Старец поклонился, еще раз осенил крестным знамением стол и оставшееся за ним семейство и покинул малую горницу, в которой проходил обед.
После недолгого молчания Мария Ярославовна осторожно спросила:
– Получается, мой сокол, отныне ты более государю Дмитрию не слуга?
– Получается, горлица моя, токмо то, – ответил Василий Васильевич, нащупывая на своей тарелке кусочки осетрины, – что матушка моя нашла средь христианских старцев одного, каковой за малую мзду попытался совратить меня на клятвопреступление.
– Но ведь ходят к тебе просители многие, любый, и все сказывают о недовольстве Шемякой, о его злобе и жестокости! Все они твою милостивость и справедливость вспоминают, тебя обратно жаждут, готовы хоть ныне на верность тебе присягать!
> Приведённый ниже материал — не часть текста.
PR #1298, opened 2019-05-07
feat(Dialog): add default aria-labelledby if not provided

### LINKED ISSUE #812: Dialog: add aria-attributes
## Feature Request

Also, would it be possible to allow adding aria-labelledby (which needs an ID reference to the header)?
The logic should be:
- by default, generate `aria-labelledby`
- if `aria-labelledby` provided by the user, use that instead
- if `aria-label` provided, do not generate `aria-labelledby`

For `aria-describedby` I would leave it fully on the consumer to provide correct referecne as not all dialogs have clear description.

https://github.com/stardust-ui/react/pull/790#discussion_r252560457

### Proposed solution
```jsx
const getAriaLabeledBy = (props) => {
  if (props['aria-labelledby']) return props['aria-labelledby']
  if (typeof props.header === 'string' && props.header.id) return props.header.id
  
  return _.uniqid('dialog') // PREFIX
}
```

But, I'm not happy with it, to complex for one prop.

silviuaavram:
Fixes https://github.com/stardust-ui/react/issues/812.

If Dialog has `aria-label`, do nothing.
If Dialog has `aria-labelledbby`, do nothing.
If Dialog does not have `aria-label` or `aria-labelledby`, get `id` from `header` prop and use it as `aria-labelledby` in Dialog.
If Dialog does not have `aria-label` or `aria-labelledby`, and `header` is string or simply has no `id`, generate `id` and add it as default prop to header and as `aria-labelledby` to Dialog.


packages/react/src/components/Dialog/Dialog.tsx
```diff
@@ -177,6 +177,21 @@ class Dialog extends AutoControlledComponent<ReactProps<DialogProps>, DialogStat
     },
   })
 
+  /**
```
sophieH29: What do you think if to move this logic to `dialogBehavior`?
Since it is about adding accessibility attributes and `getDefaultAriaLabelBy` is based on `props` which are passed to behavior.
Also, to add `id` to header slot, can be done in behavior

```tsx
atrributes: {
  header: {
   id: ...
}
}
```

And use in component like
```tsx
{Header.create(header, {
            defaultProps: {
              as: 'h2',
              styles: styles.header,
          {...accessibility.attributes.header}
            },
          })}
```

Please let me know what do you think.

packages/react/src/components/Dialog/Dialog.tsx
```diff
@@ -177,6 +177,21 @@ class Dialog extends AutoControlledComponent<ReactProps<DialogProps>, DialogStat
...
+   * In case it generates an id, its uses will ensure that the id on the header
+   * and the value of aria-labelledBy on the dialog will be the same.
+   */
+  private getDefaultAriaLabelledBy() {
+    const { header } = this.props
+    if (this.props['aria-label'] || this.props['aria-labelledby'] || !header) {
+      return undefined
+    }
+    if (typeof header === 'string' || !header['id']) {
```
sophieH29: if the header is a string type there is never gonna be `header[id]`, isn't it? or I might misunderstand smth

packages/react/src/components/Dialog/Dialog.tsx
silviuaavram: It's how I started it, but I did not know if we should handle the header ID in the behavior, in the case we had to generate it. If we think it's acceptable, I will move all of it back to the dialog behavior, it's cleaner :)

packages/react/src/components/Dialog/Dialog.tsx
silviuaavram: does it cover the case when header is object but does not have `id` ?

silviuaavram: oh probably you are right. `!header['id']` should cover both. great!

packages/react/src/components/Dialog/Dialog.tsx
```diff
@@ -177,6 +177,21 @@ class Dialog extends AutoControlledComponent<ReactProps<DialogProps>, DialogStat
...
+      return _.uniqueId('dialog-header-')
```
jurokapsiar: this will generate a different id on each render. it is not necessarily bad but maybe we can come up with a solution that would just use one for each render.

Slightly contradicting to this but more important - can we move the logic to the behavior and do similar logic for describedby? I just noticed in the issue that it explicitly says that we should not touch describedby - but that goes against what ARIA specifies: https://www.w3.org/TR/wai-aria-practices/examples/dialog-modal/dialog.html

If we want to omit describedby, we can have an alternative behavior that just adds labelledby.

layershifter: > this will generate a different id on each render.

Hooks implementation: https://github.com/reach/reach-ui/blob/master/packages/auto-id/src/index.js

silviuaavram: I am confused. we want `same` id for each render or `different` id on each render?

packages/react/src/lib/accessibility/Behaviors/Dialog/dialogBehavior.ts
```diff
@@ -15,12 +16,50 @@ import popupFocusTrapBehavior from '../Popup/popupFocusTrapBehavior'
...
+const getDefaultAriaLabelledBy = (props: any) => {
+  const { header } = props
+  if (props['aria-label'] || props['aria-labelledby'] || !header) {
+    return undefined
+  }
+  return header['id'] || _.uniqueId('dialog-header-')
+}
+
+/**
+ * Returns the element id of the header or generates a default one. Is
```
sophieH29: - `id of the content`
- `provide aria-describedby`
- `content id`

packages/react/src/lib/accessibility/Behaviors/Dialog/dialogBehavior.ts
```diff
@@ -15,12 +16,50 @@ import popupFocusTrapBehavior from '../Popup/popupFocusTrapBehavior'
...
+ * used when user does not provide aria-label or aria-labelledby as
```
sophieH29: `provide aria-describeby`

packages/react/src/lib/accessibility/Behaviors/Dialog/dialogBehavior.ts
silviuaavram: that's what happens when you copy paste without thinking, kids.

sophieH29 (approved):

packages/react/src/lib/accessibility/Behaviors/Dialog/dialogBehavior.ts
```diff
@@ -1,5 +1,6 @@
 import { Accessibility } from '../../types'
 import popupFocusTrapBehavior from '../Popup/popupFocusTrapBehavior'
+import * as _ from 'lodash'
 
 /**
  * @description
```
jurokapsiar, line 6: specification with unit tests would be preferable, but if not, at least add the description

silviuaavram: I tried to add specs and another definition. Please take a look.

jurokapsiar (approved):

– Знамо, ходят, гуленька моя, – согласился Василий Васильевич. – Ибо мне никогда не удавалось принудить князей наших к службе, а бояр к повиновению. Творили, что хотели, моей воли не слушая. Шемяка же их всех к покорности надлежащей привел! Вот и стенают. Беда же в том, душенька, что когда надобно татар или литовцев прогнать али земли русские у Орды отбить, так всем сим служивым суровый Шемяка на престоле надобен, умеющий сражаться и побеждать. А когда мир и покой, так они уже меня обратно хотят, чтобы службой не тревожил. И так оно получается, что, случись очередная беда, все сии плакальщики снова брата моего станут звать, меня же свергнут, еще чего-нибудь отрежут и в изгнание опять отошлют до самой шемякинской победы. Надо ли нам сие, любонька? Хочешь ли ты снова все это страдание повторить?
Слепец не увидел, как его супруга отрицательно покачала головой, но догадался о ее согласии по долгому молчанию и закончил:
– Более я в этот гадюшник – ни ногой! Нечего нам там делать, любая. Пусть сии змеи с моим братом поживут! Всей нашей державе сие токмо на пользу окажется…
* * *
Вестимо, старец Мартиниан хорошо осознал сию решимость свергнутого правителя – и более Василия Васильевича в его ссылке никто не тревожил.
4 сентября 1446 года. Москва, Посольская палата
Четырехстолпная палата, срубленная специально для встречи иноземных посланцев, а также иных многолюдных торжеств, на которых не едят и не пьют, имела размеры преизрядные – полста шагов в длину и в ширину, да три роста человеческих в высоту. Дабы удержать подобный потолок, обычных балок, понятно, не хватало – и потому посередине зала строителям пришлось поставить четыре дополнительных опорных столба, украшенных затейливой резьбой. Стены палаты покрывала роспись по штукатурке – золотом по лазоревой основе, окна вместо привычной слюды были набраны из цветных стеклышек, что складывались в рисунок из ромбиков и кругов, на синем потолке порхали огромные птицы с женскими лицами.